### Task inputs
—————
PR #2567, opened 2026-07-08
zcash_client_sqlite: Add feature-gated ZeWIF wallet import

nuttycom:
Adds a feature-gated (`zewif`) `zcash_client_sqlite::zewif` module that imports a
wallet from a [ZeWIF](https://github.com/zcash/zewif) (Zcash Wallet Interchange
Format) document into a `WalletDb`.

## Overview

`import_wallet` populates an already-initialized `WalletDb` from a
`zewif::Zewif` document. All spending-key material carried by the document is
diverted to a caller-provided `SecretSink` (for example, zallet's age-encrypted
keystore) and is **never** written to the wallet database; the database stores
only viewing keys and public metadata.

The import is lossy by design — a ZeWIF document can describe things the wallet
database cannot represent (Sprout accounts, non-multisig redeem scripts, …).
Rather than failing, those items are skipped and tallied in the returned
`ZewifImportReport`.

## Pipeline

1. Verify that every wallet in the document matches the database's network.
2. Deliver every secret-store entry to the `SecretSink`, indexing the seed and
   viewing-key material that account import can make use of.
3. Import each account: seed-derived accounts whose seed material is present are
   re-derived via HD (preserving the recorded ZIP 32 account index); all others
   are imported from their viewing keys — as spending accounts when the
   corresponding secret was delivered to the sink, and view-only otherwise.
   Account birthdays are reconstructed from tree-state frontiers where present.
4. Register standalone transparent spending keys and P2SH redeem scripts against
   the imported accounts that own their addresses.
5. Mark the transparent addresses recorded in the document as exposed, so that
   address-based recovery includes them.
6. Trial-decrypt and store the document's transactions; those not shown to
   involve any imported account are left for the post-import rescan to recover.

## Limitations

- Sprout accounts are not representable and are skipped (Sprout spending keys
  are still delivered to the sink).
- Address-book entries have no backing store in this crate and are not imported.
- Regtest documents are not currently supported.
- Encrypted secret stores must be decrypted by the caller before import.

## Notes

- Entirely behind the `zewif` feature (off by default); no effect on existing
  builds or the default dependency set.
- The `zewif` crate is currently pulled in as a `[patch.crates-io]` git
  dependency, with corresponding `deny.toml` and `cargo-vet` entries.

---
🤖 Filed with [Claude Code](https://claude.com/claude-code) assistance.

### DIFF
--- a/deny.toml
+++ b/deny.toml
@@ -39,6 +39,8 @@ exceptions = [
     { name = "foldhash", allow = ["Zlib"] },
     { name = "inotify", allow = ["ISC"] },
     { name = "inotify-sys", allow = ["ISC"] },
+    { name = "minicbor", allow = ["BlueOak-1.0.0"] },
+    { name = "minicbor-derive", allow = ["BlueOak-1.0.0"] },
     { name = "minreq", allow = ["ISC"] },
     { name = "nanorand", allow = ["Zlib"] },
     { name = "notify", allow = ["CC0-1.0"] },
--- a/zcash_client_sqlite/src/zewif.rs
+++ b/zcash_client_sqlite/src/zewif.rs
@@ -757,16 +757,31 @@ fn account_birthday<P: Parameters, S>(
     }
 }
 
-/// Delivers the document's secret store to the sink and indexes the material
-/// that account import can make use of.
-fn deliver_secrets<S: SecretSink>(
+/// Returns the document's plaintext secret store to draw secret material from,
+/// or an error if the store is encrypted. Delivery of that material to the sink
+/// is performed by the caller.
+fn plaintext_secret_store<E>(
     document: &::zewif::Zewif,
-) -> Result<Option<&::zewif::SecretStore>, ZewifImportError<S::Error>> {
+) -> Result<Option<&::zewif::SecretStore>, ZewifImportError<E>> {
     match document.secrets() {
         None => Ok(None),
         Some(::zewif::Secrets::Plain(store)) => Ok(Some(store)),
         Some(::zewif::Secrets::Encrypted(_)) => Err(ZewifImportError::EncryptedSecrets),
     }
+}
+
+/// Parses the ZIP 32 account index recorded by a derived key source, mapping an
+/// out-of-range value to [`ZewifImportError::InvalidAccountIndex`].
+fn derived_account_index<S>(
+    account_name: &str,
+    source: &::zewif::DerivedKeySource,
+) -> Result<zip32::AccountId, ZewifImportError<S>> {
+    zip32::AccountId::try_from(source.account_index()).map_err(|_| {
+        ZewifImportError::InvalidAccountIndex {
+            account_name: account_name.to_owned(),
+            index: source.account_index(),
+        }
+    })
 }
 
 /// Constructs the ZIP 32 derivation metadata recorded by a derived key source.
@@ -775,12 +790,7 @@ fn zip32_derivation<S>(
     source: &::zewif::DerivedKeySource,
 ) -> Result<Zip32Derivation, ZewifImportError<S>> {
     let seed_fp = decode_seed_fingerprint(source.seed_fingerprint().encoding())?;
-    let account_index = zip32::AccountId::try_from(source.account_index()).map_err(|_| {
-        ZewifImportError::InvalidAccountIndex {
-            account_name: account_name.to_owned(),
-            index: source.account_index(),
-        }
-    })?;
+    let account_index = derived_account_index(account_name, source)?;
     let legacy_address_index = source
         .legacy_address_index()
         .map(|i| {
@@ -842,8 +852,9 @@ where
 
     // Deliver all secret material to the sink, indexing what account import can
     // use.
+    let secret_store = plaintext_secret_store::<S::Error>(document)?;
     let mut available = AvailableSecrets::empty();
-    if let Some(store) = deliver_secrets::<S>(document)? {
+    if let Some(store) = secret_store {
         for entry in store.seeds() {
             sink.store_seed(entry).map_err(ZewifImportError::Sink)?;
             let (fingerprint, seed_bytes) = seed_entry_bytes(entry)?;
@@ -888,13 +899,7 @@ where
         }
     }
 
-    register_transparent_keys(
-        wdb,
-        &params,
-        deliver_secrets::<S>(document)?,
-        &taddrs,
-        &mut report,
-    )?;
+    register_transparent_keys(wdb, &params, secret_store, &taddrs, &mut report)?;
     mark_addresses_exposed(wdb, &params, &taddrs, &mut report)?;
 
     import_transactions(wdb, &params, document, &mut report)?;
@@ -913,16 +918,16 @@ struct TransparentAddressRecords {
     redeem_scripts: Vec<(AccountUuid, Vec<u8>)>,
 }
 
-/// Decodes a WIF-encoded transparent spending key, returning the secret key
-/// and whether the corresponding public key uses the compressed encoding.
-fn decode_wif(expected_prefix: u8, wif: &str) -> Option<(secp256k1::SecretKey, bool)> {
+/// Decodes a WIF-encoded transparent spending key, accepting both the
+/// uncompressed and the compressed (`0x01`-suffixed) payload forms.
+fn decode_wif(expected_prefix: u8, wif: &str) -> Option<secp256k1::SecretKey> {
     let payload = bs58::decode(wif).with_check(None).into_vec().ok()?;
     match payload.as_slice() {
         [prefix, key_data @ ..] if *prefix == expected_prefix && key_data.len() == 32 => {
-            Some((secp256k1::SecretKey::from_slice(key_data).ok()?, false))
+            secp256k1::SecretKey::from_slice(key_data).ok()
         }
         [prefix, key_data @ .., 0x01] if *prefix == expected_prefix && key_data.len() == 32 => {
-            Some((secp256k1::SecretKey::from_slice(key_data).ok()?, true))
+            secp256k1::SecretKey::from_slice(key_data).ok()
         }
         _ => None,
     }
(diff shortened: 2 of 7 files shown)


zcash_client_sqlite/src/zewif.rs
```diff
@@ -0,0 +1,2107 @@
...
+    }
+
+    fn store_unified_key(&mut self, _entry: &::zewif::UnifiedKeyEntry) -> Result<(), Self::Error> {
+        Ok(())
+    }
+}
+
+/// The shielded pool to which an invalid tree frontier belongs.
+#[derive(Debug, Clone, Copy, PartialEq, Eq)]
+pub enum FrontierPool {
```
nullcopy: Do we need to define this new enum? Can't we use the existing shielded pool enum?

zcash_client_sqlite/src/zewif.rs
```diff
@@ -0,0 +1,2107 @@
...
+    /// Seed bytes ready for ZIP 32 derivation, keyed by the canonical 32-byte
+    /// ZIP 32 seed fingerprint, so that textually-differing but equivalent
+    /// fingerprint encodings resolve to the same seed.
+    seeds: HashMap<[u8; 32], SecretVec<u8>>,
+    /// The canonical encodings of Sapling extended full viewing keys whose
+    /// spending keys were delivered to the sink.
+    sapling_fvks: Vec<String>,
+    /// The canonical encodings of unified full viewing keys whose spending keys
+    /// were delivered to the sink.
+    unified_fvks: Vec<String>,
```
nullcopy, line 543: Should we also enumerate Orchard FVKs, or do we only ever accept those as part of a UFVK?

zcash_client_sqlite/src/zewif.rs
```diff
@@ -0,0 +1,2107 @@
...
+                chain_state,
+                account
+                    .recover_until_height()
+                    .map(|h| BlockHeight::from(u32::from(h))),
+            ),
+            BirthdayBasis::ChainState,
+        ))
+    } else {
+        // Without a recorded tree state, we can only choose the height at which
+        // scanning begins; the note commitment trees will be rebuilt by the
```
nullcopy, line 721: As a middle-ground, we could estimate birthday from the mined height of any stored transaction involving this account, right?

nullcopy: Not blocking, but worth a follow up

nullcopy (commented):
Left a few non-blocking questions.

zcash_client_sqlite/src/zewif.rs
nuttycom: Those are only defined as part as UFVKs.

zcash_client_sqlite/src/zewif.rs
nuttycom: Usually a wallet receives its first transaction relatively soon after someone sets it up; I don't think this usually amounts to a reasonable savings, we can just use the birthday.

zcash_client_sqlite/src/zewif.rs
```diff
@@ -0,0 +1,2107 @@
...
+/// The reason an account in a ZeWIF document was not imported.
+#[derive(Debug, Clone, Copy, PartialEq, Eq)]
+pub enum AccountSkipReason {
+    /// The account's viewing capability is a Sprout viewing key; the Sprout pool
+    /// is not representable in the wallet database.
+    SproutViewingKey,
+    /// The account is a bare set of transparent addresses with no unified key
+    /// structure, and no seed material was available from which its contents
+    /// could be re-derived.
+    TransparentAddressSetWithoutSeed,
```
nuttycom, line 428: It doesn't seem to me that we should skip accounts on this basis; such an account is view-only but it should still be representable as an account. If structural inhibitions to this currently exist, we need to get rid of those inhibitions.

zcash_client_sqlite/src/zewif.rs
```diff
@@ -0,0 +1,2094 @@
...
+}
+
+/// How the birthday of an imported account was determined.
+#[derive(Debug, Clone, Copy, PartialEq, Eq)]
+pub enum BirthdayBasis {
+    /// The document carried the tree state prior to the account's birthday
```
dannywillems, line 434: Nit: we're not used to use comments for enum field. No need to fix it now. It is in the whole patch I think.

zcash_client_sqlite/src/zewif.rs
```diff
@@ -0,0 +1,2094 @@
...
+    pub address_book_entries_not_imported: usize,
+}
+
+/// The secret material available for driving account import, indexed by the
+/// public identifiers accounts use to reference it.
+struct AvailableSecrets {
+    /// Seed bytes ready for ZIP 32 derivation, keyed by the canonical 32-byte
+    /// ZIP 32 seed fingerprint, so that textually-differing but equivalent
+    /// fingerprint encodings resolve to the same seed.
+    seeds: HashMap<[u8; 32], SecretVec<u8>>,
```
dannywillems, line 537: Nit: could be more typed. Can be done in follow-ups. No need for a first version.

zcash_client_sqlite/src/zewif.rs
```diff
@@ -0,0 +1,2094 @@
...
+        return Err(ZewifImportError::SeedFingerprintMismatch {
+            claimed: claimed_encoding.to_owned(),
+        });
+    }
+    Ok((claimed, SecretVec::new(seed_bytes)))
+}
+
+/// Converts a BIP 39 mnemonic to its 64-byte seed, using the empty passphrase
+/// (as zcashd and zallet do).
+fn mnemonic_to_seed(m: &::zewif::Bip39Mnemonic) -> Result<Vec<u8>, bip0039::Error> {
```
dannywillems, line 603: This doesn't exist somewhere else already?

zcash_client_sqlite/src/zewif.rs
```diff
@@ -0,0 +1,2094 @@
...
+}
+
+/// Constructs an [`AccountBirthday`] for an account from the birthday
+/// information carried by the document.
+fn account_birthday<P: Parameters, S>(
+    params: &P,
+    account: &::zewif::Account,
+) -> Result<(AccountBirthday, BirthdayBasis), ZewifImportError<S>> {
+    let zewif_block_hash =
+        |h: Option<::zewif::BlockHash>| h.map_or(BlockHash([0; 32]), |h| BlockHash(*h.as_bytes()));
```
dannywillems, line 679: Minor: I don't know how the `None` case should be handled. I guess it is fine.

zcash_client_sqlite/src/zewif.rs
```diff
@@ -0,0 +1,2094 @@
...
+    let params = wdb.params().clone();
+    let expected = params.network_type();
+
+    // Verify that every wallet in the document belongs to the expected network.
+    for wallet in document.wallets() {
+        match (wallet.network(), expected) {
+            (::zewif::Network::Mainnet, NetworkType::Main) => {}
+            (::zewif::Network::Testnet, NetworkType::Test) => {}
+            (::zewif::Network::Regtest(_), _) => {
+                return Err(ZewifImportError::UnsupportedRegtest);
```
dannywillems, line 839: Nit: Is it expected? We might want for integration-tests.

zcash_client_sqlite/src/zewif.rs
```diff
@@ -0,0 +1,2094 @@
...
+struct TransparentAddressRecords {
+    /// Maps each transparent address string to the account that recorded it
+    /// and the height at which it is known to have been exposed.
+    owners: HashMap<String, (AccountUuid, BlockHeight)>,
+    /// The P2SH redeem scripts recorded on imported accounts' addresses.
+    redeem_scripts: Vec<(AccountUuid, Vec<u8>)>,
+}
+
+/// Decodes a WIF-encoded transparent spending key, accepting both the
+/// uncompressed and the compressed (`0x01`-suffixed) payload forms.
```
dannywillems, line 925: I would accept this hypothesis.

zcash_client_sqlite/src/zewif.rs
```diff
@@ -0,0 +1,2094 @@
...
+        assert_eq!(
+            report.skipped_accounts[0].reason,
+            AccountSkipReason::SproutViewingKey
+        );
+    }
+
+    #[test]
+    fn secrets_are_delivered_to_the_sink() {
+        let (_file, mut wdb) = test_wallet_db();
+        let ts = test_seed(0);
```
dannywillems, line 1696: Nit: would be nice to use proptest. Good for follow-up.

zcash_client_sqlite/src/zewif.rs
```diff
@@ -0,0 +1,2094 @@
...
+
+        let secp = secp256k1::Secp256k1::new();
+        let secret_key = secp256k1::SecretKey::from_slice(&[0x42; 32]).unwrap();
```
dannywillems, line 1699: Nit: would be nice to use proptest. Good for follow-up.

zcash_client_sqlite/src/zewif.rs
```diff
@@ -0,0 +1,2094 @@
...
+        doc.add_transaction(txid, ::zewif::Transaction::new(txid));
+
+        let report = import_wallet(&mut wdb, &doc, &mut DiscardSecrets).unwrap();
+        assert_eq!(report.transactions_without_raw_data, 1);
+        assert_eq!(report.transactions_stored, 0);
+        assert_eq!(report.transactions_without_wallet_relevance, 0);
+    }
+
+    /// The raw seed for a [`TestSeed`], as ZIP 32 derivation consumes it.
+    fn test_seed_bytes(ts: &TestSeed) -> Vec<u8> {
```
dannywillems, line 1813: Could be a proptest. For a follow-up. Leaving comment for Claude.

zcash_client_sqlite/src/zewif.rs
```diff
@@ -0,0 +1,2094 @@
...
+                purpose: AccountPurpose::Spending { .. },
+                ..
+            }
+        ));
+    }
+
+    /// Builds a transparent-only transaction paying `value` zatoshis to `to`
+    /// under the consensus rules in force at `height`, returning its txid and
+    /// raw bytes.
+    fn transparent_tx_to(
```
dannywillems, line 1938: I guess these should be existing somewhere else as a proptest.

deny.toml
```diff
@@ -39,6 +39,8 @@ exceptions = [
     { name = "foldhash", allow = ["Zlib"] },
     { name = "inotify", allow = ["ISC"] },
     { name = "inotify-sys", allow = ["ISC"] },
+    { name = "minicbor", allow = ["BlueOak-1.0.0"] },
```
dannywillems, line 42: LGTM

dannywillems (approved):
utACK. Left comments but only to keep track of thoughts.

zcash_client_sqlite/src/zewif.rs
nuttycom: We will want it, but I don't think we currently have zcashd wallet integration tests. Opened https://github.com/zcash/librustzcash/issues/2583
—————
### Task item
Lines above that include the string "doesn" need to be copied.

### Answer for this exercise
nuttycom, line 428: It doesn't seem to me that we should skip accounts on this basis; such an account is view-only but it should still be representable as an account. If structural inhibitions to this currently exist, we need to get rid of those inhibitions.
dannywillems, line 603: This doesn't exist somewhere else already?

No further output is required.